Arnaud Labelle-Rojoux
[inaudible] l'a fait beaucoup plus.
Pierre Encrevé
Oui, mais pas… Peut-être, c'est possible... je n’ai pas calculé exactement. Disons simplement qu’il a fait beaucoup d’horizontalité. Je suis tout à fait prêt à le penser, ce n’est pas un concours. Mais il a fait… il passe à l’horizontalité. Et puis, au-delà de ce chemin, on a d’abord du noir et blanc et puis du blanc et noir. Au-delà de ce chemin, en 79…
Laure Adler
Coupure ?
Pierre Encrevé
Totalement en ce sens que la toile va être entièrement recouverte de noir mais travaillée, dans sa texture, en lisse et en aplat, de telle sorte que la lumière soit reflétée et de telle sorte aussi, quand on se déplace devant la toile, alternativement, le même point est blanc ou noir. Pas forcément blanc.
Laure Adler
Pas forcément blanc.
Pierre Encrevé
Ça dépend de a lumière qu’on projette dessus. A Sète, devant la mer, la toile est souvent très bleue.
Laure Adler
Et donc, Philippe Sollers, comment… Ils sont en train de faire des facéties derrière votre dos, Pierre Encrevé, je vous signale. Ils vous mettent une auréole blanche pour que, sans doute, on puisse voir votre visage en noir. Philipe Sollers, est-ce que vous considérez que Pierre Soulages, comme beaucoup de critiques s’accordent à le dire, est un des grands peintres de la fin du XXe siècle ? Voilà un homme qui, comme Balthus, dont on parlait tout à l’heure, s’est toujours tenu à l’écart de toutes les écoles et s’est toujours tenu solitaire dans son art, dans son obstination.
Phillipe Sollers
Je crois que ce qu’on peut dire rapidement, très rapidement, trop rapidement, sans doute, c’est que je trouve qu’il y a… Soulages et Balthus, à leur façon, témoignent l’un et l’autre d’un embarras avec la figuration. C'est-à-dire que l’un se replie sur l’image… (je suis très sérieux, là), se replie parce qu’il y a une pression historique donnée, se replie sur une sorte d’imagerie artisanale. C’est une peinture où les corps sont, en quelque sorte, exangues, vidés de leur substance. Ils sont en bois. Ce sont comme des automates. Ce sont comme des mannequins de vitrine. Il y a donc là un drame particulier qui sont… comme dans… qui veut que les corps soient, en quelque sorte, vidés de leur substance. C’est pour ça que les petites filles sont là, comme en attente, d’un événement qui n’arrivera en quelque sorte jamais, qu’il soit sexuel ou historique. Attendez. C’est un embarras par rapport… Attendez.
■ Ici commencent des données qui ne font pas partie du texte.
PR #923, opened 2021-02-09
Convert compute.free_volume to v3 API

### LINKED ISSUE #879: Port compute.free_volume to the v3 API
## Description

Port compute.free_volume to the v3 API and add tests.

## Motivation and context

The compute should provide its results as loggable quantities.

danevans09:
## Description

This converts the free volume compute to the v3 API. I added a parameter dict to the `__init__` method of the python class, and changed `num_samples` and `test_particle_type` to properties of the pybind class. I also added a `log` method that calls the C++ class to return the free volume. 
## Motivation and context
The free volume compute has not yet been converted to the v3 API.

Resolves #879 

## How has this been tested?

I tested that the properties of the python class are set properly before attaching. I then tested that the properties of the class are set properly after attaching and tested that the compute could run on a simulation.

## Change log

```

```

## Checklist:


hoomd/hpmc/compute.py
```diff
@@ -7,123 +7,134 @@
...
-        # initialize base class
-        _compute.__init__(self);
-
+    def __init__(self, mc, seed, test_type=None, nsample=None):
+        # store metadata
+        param_dict = ParameterDict(
+            mc=integrate.HPMCIntegrator,
+            seed=int,
+            test_particle_type=Either([to_type_converter(str),
+                                      to_type_converter(int)]),
```
b-butler, line 50:
```suggestion
            test_particle_type=OnlyTypes((str, int)),
```

hoomd/hpmc/compute.py
```diff
@@ -7,123 +7,134 @@
...
+            num_samples=int
+        )
+        param_dict.update(
+            dict(mc=mc,
+                 seed=int(seed),
+                 test_particle_type=str(test_type),
+                 num_samples=int(nsample)))
```
b-butler, line 57: No need for explicit conversions here. That will be handled by the param_dict.

hoomd/hpmc/compute.py
```diff
@@ -7,123 +7,134 @@
...
-            elif isinstance(mc, integrate.faceted_ellipsoid):
-                cls =_hpmc.ComputeFreeVolumeFacetedEllipsoid;
-            elif isinstance(mc, integrate.polyhedron):
-                cls =_hpmc.ComputeFreeVolumePolyhedron;
-            elif isinstance(mc, integrate.sphinx):
-                cls =_hpmc.ComputeFreeVolumeSphinx;
-            elif isinstance(mc, integrate.convex_spheropolyhedron_union):
+        cls = None
+        if isinstance(self._simulation.device, hoomd.device.CPU):
+            if isinstance(self.mc, integrate.Sphere):
```
b-butler, line 66: I would prefer using a construct like that in `hoomd/hpmc/update.py` for the `Cluster` classes `attach` method.

hoomd/hpmc/ComputeFreeVolume.h
```diff
@@ -303,9 +320,33 @@ Scalar ComputeFreeVolume<Shape>::getLogValue(const std::string& quantity, unsign
     throw std::runtime_error("Undefined log quantity");
     }
 
+// \return the free volume.
+template<class Shape>
+Scalar ComputeFreeVolume<Shape>::getFreeVolume()
```
b-butler, line 325: The way this is written and implemented, it seems that we will never from Python run `computeFreeEnergy`. Is there a reason we have separated the computation from the accessing of the computed quantity?

b-butler (changes requested):
@joaander, admittedly I have not looked at the old code too closely, but would it be possible to support a mode using a diameter rather than an existent type to test for the free volume? I could see users wanting that feature. If not we should add documentation that users can add non-existent (in the simulation) types to improve free volume calculations.

@danevans09 we should have some validation checks that the free volume calculation for simple systems is accurate to a certain degree.

joaander:
> @joaander, admittedly I have not looked at the old code too closely, but would it be possible to support a mode using a diameter rather than an existent type to test for the free volume? I could see users wanting that feature. If not we should add documentation that users can add non-existent (in the simulation) types to improve free volume calculations.

That would require writing new sphere/Shape overlap checks for every shape class in HPMC. This is doable, but would be a very large project in the implementation and testing and non-trivial for a number of shape classes (i.e. simple polygons, general polyhedra, all of the union shapes).

I haven't looked at the details of this code, but it should be possible to reengineer it to accept its own shape definition - however this will mean duplicating all of the TypeParameter shape logic from the HPMC integrators in ComputeFreeVolume. Though a bit kludgey, it seems cleaner and a lot less work to store the shape parameters for the query shape in the HPMC integrator in one of the (possibly unused) particle types. 

I believe the main use-case for ComputeFreeVolume is to in systems with implicit depletants where one of the particle types defines the shape of the depletant particles.

hoomd/hpmc/ComputeFreeVolume.h
danevans09: I copied the code from the `getLogValue` method into the `getFreeVolume` method to have the Python log `free_volume` method return a `free_volume` pybind property, because it looks like that was what was done in `md/ComputeThermo.h` and `compute.ThermodynamicQuantities`, I can change it to directly call `computeFreeVolume` from Python though

b-butler:
>Though a bit kludgey, it seems cleaner and a lot less work to store the shape parameters for the query shape in the HPMC integrator in one of the (possibly unused) particle types.
@joaander given the work necessary to add that feature, I agree. I think just documenting the practice of adding a non-existent type to the state/integrator for querying free volume would be enough.

hoomd/hpmc/compute.py
```diff
@@ -7,123 +7,111 @@
...
-            elif isinstance(mc, integrate.sphere_union):
-                cls = _hpmc.ComputeFreeVolumeSphereUnion;
-            else:
-                hoomd.context.current.device.cpp_msg.error("compute.free_volume: Unsupported integrator.\n");
-                raise RuntimeError("Error initializing compute.free_volume");
+    def __init__(self, mc, test_type=None, nsample=None):
+        # store metadata
+        param_dict = ParameterDict(
+            mc=integrate.HPMCIntegrator,
+            test_particle_type=OnlyTypes((str, int)),
```
joaander, line 47:
```suggestion
            test_particle_type=OnlyTypes(str),
```
Particle types should be strings in user-facing code.

hoomd/hpmc/compute.py
```diff
@@ -7,123 +7,111 @@
...
-            elif isinstance(mc, integrate.convex_spheropolyhedron_union):
-                cls = _hpmc.ComputeFreeVolumeConvexPolyhedronUnion
-            elif isinstance(mc, integrate.faceted_ellipsoid_union):
-                cls = _hpmc.ComputeFreeVolumeFacetedEllipsoidUnion
-            elif isinstance(mc, integrate.sphere_union):
-                cls = _hpmc.ComputeFreeVolumeSphereUnion;
-            else:
-                hoomd.context.current.device.cpp_msg.error("compute.free_volume: Unsupported integrator.\n");
-                raise RuntimeError("Error initializing compute.free_volume");
+    def __init__(self, mc, test_type=None, nsample=None):
```
joaander, line 43:
```suggestion
    def __init__(self, test_particle_type, num_samples):
```
`None` is not a valid setting for `test_type` or `nsample`. Also, the names of the arguments should match those of the attributes.

In hoomd v3, we don't require users to pass in `mc` objects in the constructor - the code finds the system's integrator on attaching. See `update.Clusters` for an example.

hoomd/hpmc/compute.py
```diff
@@ -7,123 +7,111 @@
...
-from hoomd.operation import Compute
+from hoomd.data.parameterdicts import ParameterDict
+from hoomd.data.typeconverter import OnlyTypes
+from hoomd.logging import log
 import hoomd
 
-class free_volume(Compute):
-    R""" Compute the free volume available to a test particle by stochastic integration.
+class FreeVolume(Compute):
+    """Compute the free volume available to a test particle by stochastic integration.
```
joaander, line 19: Update the `Args:` list to match the new constructor arguments (see below). Also, add an `Attributes:` section that lists the param_dict entries.

hoomd/hpmc/compute.py
```diff
@@ -7,123 +7,111 @@
...
     It works together with an HPMC integrator, which defines the particle types used in the simulation.
     As parameters it requires the number of MC integration samples (*nsample*), and the type of particle (*test_type*)
     to use for the integration.
 
-    Once initialized, the compute provides a log quantity
-    called **hpmc_free_volume**, that can be logged via ``hoomd.analyze.log``.
-    If a suffix is specified, the log quantities name will be
-    **hpmc_free_volume_suffix**.
+    A :py:class`FreeVolume` object can be added to a logger for logging during a simulation,
+    see :py:class:`hoomd.logging.Logger` for more details.
```
joaander, line 32:
```suggestion
```
All HOOMD operations can be added to loggers. We don't need to mention that explicitly here.

hoomd/hpmc/ComputeFreeVolume.h
```diff
@@ -45,13 +45,27 @@ class ComputeFreeVolume : public Compute
...
+
         //! Set the number of MC samples to perform
+        //! \param n_sample number of MC steps to sample
         void setNumSamples(unsigned int n_sample)
             {
             m_n_sample = n_sample;
             }
 
+        //! Get the type of depletant particle
+        unsigned int getTestParticleType()
```
joaander, line 62: For this to work with the associated `param_dict` entry `getTestParticleType` needs to return the string name of the particle type and `setParticleType` needs to take in a string argument. Perform the needed string<->int mappings in C++.

hoomd/hpmc/compute.py
```diff
@@ -7,123 +7,111 @@
...
+                                (integrate.SimplePolygon, _hpmc.ComputeFreeVolumeSimplePolygonGPU),
+                                (integrate.ConvexPolyhedron, _hpmc.ComputeFreeVolumeConvexPolyhedronGPU),
+                                (integrate.ConvexSpheropolyhedron, _hpmc.ComputeFreeVolumeSpheropolyhedronGPU),
+                                (integrate.Polyhedron, _hpmc.ComputeFreeVolumePolyhedronGPU),
+                                (integrate.Ellipsoid, _hpmc.ComputeFreeVolumeEllipsoidGPU),
+                                (integrate.ConvexSpheropolygon, _hpmc.ComputeFreeVolumeSpheropolygonGPU),
+                                (integrate.FacetedEllipsoid, _hpmc.ComputeFreeVolumeFacetedEllipsoidGPU),
+                                (integrate.SphereUnion, _hpmc.ComputeFreeVolumeSphereUnionGPU),
+                                (integrate.ConvexSpheropolyhedronUnion, _hpmc.ComputeFreeVolumeConvexPolyhedronUnionGPU),
+                                (integrate.FacetedEllipsoidUnion, _hpmc.ComputeFreeVolumeFacetedEllipsoidUnionGPU)]
```
joaander, line 91: Use getattr and string concatenation to simplify this code. This is what another PR uses in a similar way:
```
                my_class = getattr(_md, 'TwoStepRATTLENVE' + self.manifold_constraint.name)
            else:
                my_class = getattr(_md, 'TwoStepRATTLENVE' + self.manifold_constraint.name + 'GPU')
```

hoomd/hpmc/compute.py
```diff
@@ -7,123 +7,111 @@
...
-
-        if test_type is not None:
-            itype = hoomd.context.current.system_definition.getParticleData().getTypeByName(test_type)
-            self.cpp_compute.setTestParticleType(itype)
-        if nsample is not None:
-            self.cpp_compute.setNumSamples(int(nsample))
-
-        hoomd.context.current.system.addCompute(self.cpp_compute, self.compute_name)
-        self.enabled = True
+            return None
```
joaander, line 117: @bdice I recall you some alternate to returning `None` in these cases. What was that suggestion?

hoomd/hpmc/ComputeFreeVolume.h
joaander: `computeFreeVolume` is the internal implementation of the method called at the appropriate time in `compute`. 

`computeFreeVolume` should be a `protected` member. The method that Python needs to call is `compute`, which @danevans09 calls in the `free_volume` property.

hoomd/hpmc/pytest/test_compute_free_volume.py
```diff
@@ -0,0 +1,64 @@
...
+    free_volume = (7**3) * (1 - (4 / 3) * np.pi * (radius1 + radius2)**3)
+    free_volume = max([0.0, free_volume])
+    sim = simulation_factory(lattice_snapshot_factory(particle_types=['A', 'B']))
+    mc = hoomd.hpmc.integrate.Sphere()
+    mc.shape["A"] = {'diameter': radius1 * 2}
+    mc.shape["B"] = {'diameter': radius2 * 2}
+    mc.depletant_fugacity["B"] = 1.5
+    sim.operations.add(mc)
+
+    sim.operations._schedule()
```
joaander, line 60:
```suggestion
```
Is this necessary? There is a `sim.run(0)` below.

hoomd/hpmc/pytest/test_compute_free_volume.py
```diff
@@ -0,0 +1,64 @@
...
+          (0.4, 0.05),
+          (0.7, 0.17)]
+
+@pytest.mark.parametrize("radius1, radius2", _radii)
+def test_validation_systems(simulation_factory,
+                            two_particle_snapshot_factory,
+                            lattice_snapshot_factory,
+                            radius1,
+                            radius2):
+    free_volume = (7**3) * (1 - (4 / 3) * np.pi * (radius1 + radius2)**3)
```
joaander, line 51: Nice test!

I'm not sure why it is failing in some configurations. I am going to investigate.

joaander (changes requested):
Thanks! I have some change requests to improve this PR.

I am going to investigate why the tests fail in some configurations.

joaander:
Bug solved, there was a missing `setCommunicator`. I also fixed a few other performance related issues in the GPU free volume code I found along the way. The tests on this branch should pass now. @danevans09 once you make the API related change requests, we can merge this in.

hoomd/hpmc/compute.py
```diff
@@ -7,123 +7,85 @@
...
-            elif isinstance(mc, integrate.sphere_union):
-                cls = _hpmc.ComputeFreeVolumeGPUSphereUnion;
-            elif isinstance(mc, integrate.faceted_ellipsoid_union):
-                cls = _hpmc.ComputeFreeVolumeGPUFacetedEllipsoidUnion;
-            elif isinstance(mc, integrate.convex_spheropolyhedron_union):
-                cls = _hpmc.ComputeFreeVolumeGPUConvexPolyhedronUnion;
-            else:
-                hoomd.context.current.device.cpp_msg.error("compute.free_volume: Unsupported integrator.\n");
-                raise RuntimeError("Error initializing compute.free_volume");
+                cpp_cls = getattr(_hpmc, 'ComputeFreeVolume' + integrator_name + 'GPU')
```
b-butler, line 71: It seems the appropriate class name would be `'ComputeFreeVolumeGPU' + integrator_name`.

hoomd/hpmc/compute.py
```diff
@@ -7,123 +7,85 @@
...
+        # set defaults
+        self._param_dict.update(param_dict)
+
+    def _attach(self):
+        integrator = self._simulation.operations.integrator
+        if not isinstance(integrator, integrate.HPMCIntegrator):
+            raise RuntimeError("The integrator must be an HPMC integrator.")
+
+        # Extract 'Shape' from '<hoomd.hpmc.integrate.Shape object>'
+        integrator_name = str(integrator).split()[0].split('.')[-1]
```
b-butler, line 66: You could just use this for the same effect.
```suggestion
        integrator_name = integrator.__class__.__name__
```

hoomd/hpmc/compute.py
```diff
@@ -7,123 +7,85 @@
...
-            elif isinstance(mc, integrate.faceted_ellipsoid_union):
-                cls = _hpmc.ComputeFreeVolumeGPUFacetedEllipsoidUnion;
-            elif isinstance(mc, integrate.convex_spheropolyhedron_union):
-                cls = _hpmc.ComputeFreeVolumeGPUConvexPolyhedronUnion;
-            else:
-                hoomd.context.current.device.cpp_msg.error("compute.free_volume: Unsupported integrator.\n");
-                raise RuntimeError("Error initializing compute.free_volume");
+                cpp_cls = getattr(_hpmc, 'ComputeFreeVolume' + integrator_name + 'GPU')
+        except AttributeError:
+            raise RuntimeError("Unsupported integrator.\n")
```
b-butler, line 73: No need to end with a new line here.

hoomd/hpmc/pytest/test_compute_free_volume.py
```diff
@@ -0,0 +1,74 @@
+import hoomd
+import pytest
+import numpy as np
+
+
+def test_before_attaching():
+    mc = hoomd.hpmc.integrate.Sphere()
+    mc.shape["A"] = {'diameter': 1.0}
+    mc.shape["B"] = {'diameter': 0.2}
+    mc.depletant_fugacity["B"] = 1.5
```
b-butler, line 10: These lines are unnecessary.

hoomd/hpmc/pytest/test_compute_free_volume.py
```diff
@@ -0,0 +1,74 @@
...
+    sim.operations.add(mc)
+
+    free_volume_compute = hoomd.hpmc.compute.FreeVolume(test_particle_type='B',
+                                                        num_samples=10000)
+    sim.operations.add(free_volume_compute)
+    sim.run(0)
+    np.testing.assert_allclose(free_volume,
+                               free_volume_compute.free_volume,
+                               rtol=2e-2)
```
b-butler, line 74: Add a comment explaining that the `rtol` is fairly high since the free volume for sized particles won't be all the available free volume.

b-butler (changes requested):
Overall it is looking good. I have left some comments to address.

hoomd/hpmc/compute.py
danevans09: Should I change this in the pybind export in all of the `module.cc` files? Because for example `module_convex_polyhedron.cc` has this:

`export_ComputeFreeVolumeGPU< ShapeConvexPolyhedron >(m, "ComputeFreeVolumeConvexPolyhedronGPU");`

joaander: Let's make an issue to clean this up later to avoid conflicts with #659 which rewrites how all of these module files.

joaander (approved):
Thanks, this is good to merge!

I made made some final tweaks to the documentation. @Tobias-Dwyer you recently asked me about free volume computations. Could you review the new docs https://hoomd-blue--923.org.readthedocs.build/en/923/module-hpmc-compute.html and let me know if there is anything missing?

hoomd/hpmc/compute.py
```diff
@@ -1,129 +1,110 @@
...
+    where :math:`V_\mathrm{free}` is the estimated free volume `free_volume`,
+    :math:`n_\mathrm{samples}` is the number of samples `num_samples`,
+    :math:`n_\mathrm{overlaps}` is the number of overlapping test placements,
+    and :math:`V_\mathrm{box}` is the volume of the simulation box.
+
+    Note:
+
+        The test particle type must exist in the simulation state and its shape
+        parameters must be set in the simulation's HPMC integrator. Particles
+        with this type may be present in the simulation state.
```
b-butler, line 48:
```suggestion
        with this type may or may not be present in the simulation state.
```

b-butler (commented):
@danevans09 I have one change to documentation that I would like and then I will approve to merge.

hoomd/hpmc/compute.py
```diff
@@ -1,129 +1,110 @@
...
+    def __init__(self, test_particle_type, num_samples):
+        # store metadata
+        param_dict = ParameterDict(
+            test_particle_type=str,
+            num_samples=int
+        )
+        param_dict.update(
+            dict(test_particle_type=test_particle_type,
+                 num_samples=num_samples))
+        # set defaults
```
b-butler, line 76: This isn't really setting defaults, but the user provided values.
```suggestion
```

b-butler (changes requested):
LGTM, I made one suggestion regarding an inline comment, that I will push and then approve.

b-butler (approved):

C’est un embarras par rapport à la figure, au fait de se colleter avec la figure. Chez Soulages, nous avons une tendance… une autre tendance, une autre façon de procéder qui consiste à calciner l’espace et à le rendre de façon assez aussi dramatique parce que ce sont des peintures dramatiques, métaphysiques en quelque sorte et religieuses.
Laure Adler
Même s’il le nie, lui, Soulages.
Phillipe Sollers
Et religieuses.
Laure Adler
Il déteste qu’on lui dise ça. Il le refuse.
Phillipe Sollers
Balthus est un peintre religieux et métaphysique. C’est évident. C’est évident. Et Claude Roy, d’ailleurs, n’arrête pas de le dire. Il y a une recherche métaphysique chez Balthus. Et il y a aussi une recherche religieuse chez Soulages. C'est-à-dire c’est un embarras… Je peux terminer ? C’est un embarras… C’est un embarras historique par rapport à ce qui est arrivé au corps humain au XXe siècle. C'est-à-dire comment le traiter, traiter son drame fondamental ? Et nous allons en arriver à Francis Bacon, un jour ou l’autre.
Laure Adler
J’ai compris. J’ai compris la chute. On y reviendra tout à l’heure.
Pierre Encrevé
Oui, oui, on a bien vu le passage, mais l'histoire de la peinture au XXe n'est peut-être pas aussi simple.
Phillipe Sollers
Voilà comment je vois les choses. Ça ne me paraît pas dépourvu de sens.